Review: Natural Language Processing with Chang and John

JnBrymn

unread,

Feb 28, 2017, 10:08:47 AM2/28/17

to Penny University

I had a fun discussion with Chang Lee about various Natural Language Processing topics.

The first thing I did was give Chang my copy of Taming Text. It's a quick read and really helped to fill me in on a great variety of the NLP methods that exists (especially those near to search technology).

On this list of possible things to discuss:

Entity extraction. (the Who-What-When-Where mentioned in text)
The text processing that is used with search engines. Bag of words. Coding similarly. TF*IDF
Topic modeling (Latent Semantic Analysis, Alternating Least Squares, Latent Dirichlet Allocation)
Hidden Markov Model
statistically significant strings
clustering (LSA vs carrot2)
document summarization

We spent the first several minutes talking about Markov Models of text and then moved on to how Hidden Markov Models could be used to perform parts of speech tagging. We then went into how search engines work for about 10 minutes.

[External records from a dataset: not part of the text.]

PR #287, opened 2026-07-25
perf(ui): index visual rows for page navigation

stevensuna:
## Problem

Page navigation recalculates the cursor visual row from the start of the diff after every cursor step. Each calculation also rebuilds annotation metadata and, in collapsed mode, rescans hunks. PgUp, PgDown, Ctrl-U, and Ctrl-D therefore become progressively slower deeper into large files.

On an Apple M4 with a 10,000-line diff and a 44-row terminal, the included benchmark measured:

```
before: 232-240 ms/op, 10.2 MB/op, 681k allocs/op
after:   47-48 ms/op,  4.0 MB/op,  90k allocs/op
```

Then, for the next hour we did some work to index the SciFi Stack Exchange Posts into Elasticsearch in order to build a k-Nearest Neighbors tagging algorithm. After an initial stalled attempt we ended up with a tagger that at least seems like a good starting point. See for yourself!

---------------------------------------

I look forward to someone else asking me to do this again. Even if I'm driving the conversation I always learn something new and interesting. And, as Chang said, I always meet such interesting people.

¢¢

John

Message has been deleted

Chang Lee

unread,

Mar 1, 2017, 2:32:35 PM3/1/17

to Penny University

So this is my first time seeing elasticsearch in action and was an awesome pair programming time. For me the biggest takeaway was seeing how John chopped the tagging problem into smaller pieces and figuring it out with different tools. I had some Python experience but seeing how John glues everything together in a short amount of time gave me idea on things I can work on.

I'll be working on the dataset a bit more and see if I can come up with something else later this week. 1 on 1 coffee talks are awesome!!